• _YOUR OBJECTIVE_:
Where the string "internal" appears in a line of the material below, copy that line.

• _TASK INPUT_:
PR #292, opened 2026-08-20
Fix for race condition between AuthorizationModel and Store on delete

iakmc:
## Summary
Follow up on the [previous fix](https://github.com/platform-mesh/platform-mesh/pull/272) - that one just made the stuck deletion recoverable, but MJ was right that it didn't fix the actual race.

Problem: Store checks if anything still uses it before deleting itself, but that check can be outdated by the time it actually deletes. So it can delete while something new just started depending on it.

Fix: before an AuthorizationModel gets created, it now has to register itself on the Store first, using a finalizer. Kubernetes won't let you add a finalizer to something that's already being deleted, it just rejects it. So now if the Store is going away, the bind fails right there instead of racing it. Store's own check is now just reading its own finalizers, no more querying across workspaces.

## Fixes
[#2421](https://github.com/platform-mesh/helm-charts/issues/2421)

## Test plan
- [x] new unit tests for the register/deregister part
- [x] updated existing tests where the call sequence actually changed, didn't weaken any of them
- [x] ran the real e2e suite (actual kcp, no mocks) - this caught 2 real bugs during dev, both fixed
- [x] checked directly against a live API server that the finalizer rejection actually happens
- [x] reproduced the race condition pre-fix , 0 orphans after the fix across repeated attempts, on a clean cluster rebuilt from scratch

### DIFF
--- a/operators/security-operator/internal/subroutine/authorization_model_generation_test.go
+++ b/operators/security-operator/internal/subroutine/authorization_model_generation_test.go
@@ -103,12 +103,7 @@ func TestAuthorizationModelGeneration_Process(t *testing.T) {
 			mockSetup: func(manager *mocks.MockManager, lister *mocks.MockLister, cluster *mocks.MockCluster, kcpClient *mocks.MockClient) {
 				manager.EXPECT().ClusterFromContext(mock.Anything).Return(cluster, nil)
 				cluster.EXPECT().GetClient().Return(kcpClient)
-				kcpClient.EXPECT().Get(mock.Anything, mock.Anything, mock.Anything).RunAndReturn(func(ctx context.Context, nn types.NamespacedName, o ctrlruntimeclient.Object, opts ...ctrlruntimeclient.GetOption) error {
-					if _, ok := o.(*pmcorev1alpha1.AccountInfo); ok {
-						return nil
-					}
-					return nil
-				}).Once()
+				kcpClient.EXPECT().Get(mock.Anything, mock.Anything, mock.Anything).Return(nil).Once()
 				manager.EXPECT().GetCluster(mock.Anything, mock.Anything).Return(cluster, nil)
 				kcpClient.EXPECT().Get(mock.Anything, mock.Anything, mock.Anything).Return(assert.AnError)
 			},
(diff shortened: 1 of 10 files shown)


operators/security-operator/internal/subroutine/authorization_model_generation_test.go
```diff
@@ -149,6 +149,14 @@ func TestAuthorizationModelGeneration_Process(t *testing.T) {
 					}
 					return nil
 				}).Once()
+				// registerAuthorizationModelWithStore: fetch the Store, add its finalizer.
+				kcpClient.EXPECT().Get(mock.Anything, mock.Anything, mock.Anything).RunAndReturn(func(ctx context.Context, nn types.NamespacedName, o ctrlruntimeclient.Object, opts ...ctrlruntimeclient.GetOption) error {
+					if _, ok := o.(*pmcorev1alpha1.Store); ok {
+						return nil
+					}
+					return nil
```
xrstf: I know this is copied from the other tests, but... what is this doing exactly? Is it boilerplate?

Should we maybe have a helper like

```go
func NopGetter(ctx context.Context, nn types.NamespacedName, o ctrlruntimeclient.Object, opts ...ctrlruntimeclient.GetOption) error {
    return nil
}
```

and then do `kcpClient.EXPECT().Get(mock.Anything, mock.Anything, mock.Anything).RunAndReturn(NopGetter).Done()` everywhere?

But again, I am not familiar with mocking too much, but what is this line saying? "When calling .Get() on the kcpClient, run this function instead, and make sure it's just called once"? If so, how is this implementation compatible with controller-runtime? Isn't this then returning a nil err from the `.Get()` call (indicating success), but the given object `o` is never actually updated?

operators/security-operator/internal/subroutine/tuples_test.go
```diff
@@ -402,18 +402,75 @@ func TestTupleFinalizationWithAuthorizationModel(t *testing.T) {
...
 					store := o.(*pmcorev1alpha1.Store)
 					*store = pmcorev1alpha1.Store{
+						ObjectMeta: metav1.ObjectMeta{
+							Finalizers: []string{"authzmodel.core.platform-mesh.io/8a5edab282632443219e051e4ade2d1d5bbc671c781051bf1437897cbdfea0", "core.platform-mesh.io/fga-store"},
+						},
 						Status: pmcorev1alpha1.StoreStatus{
 							StoreID:              "store-id",
 							AuthorizationModelID: "auth-model-id",
 						},
 					}
```
xrstf, line 417: Here, this forexample, *this* I understand, how the callback is updating `o`.

xrstf (approved):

• _COMPLETED EXERCISE_:
--- a/operators/security-operator/internal/subroutine/authorization_model_generation_test.go
+++ b/operators/security-operator/internal/subroutine/authorization_model_generation_test.go
operators/security-operator/internal/subroutine/authorization_model_generation_test.go
operators/security-operator/internal/subroutine/tuples_test.go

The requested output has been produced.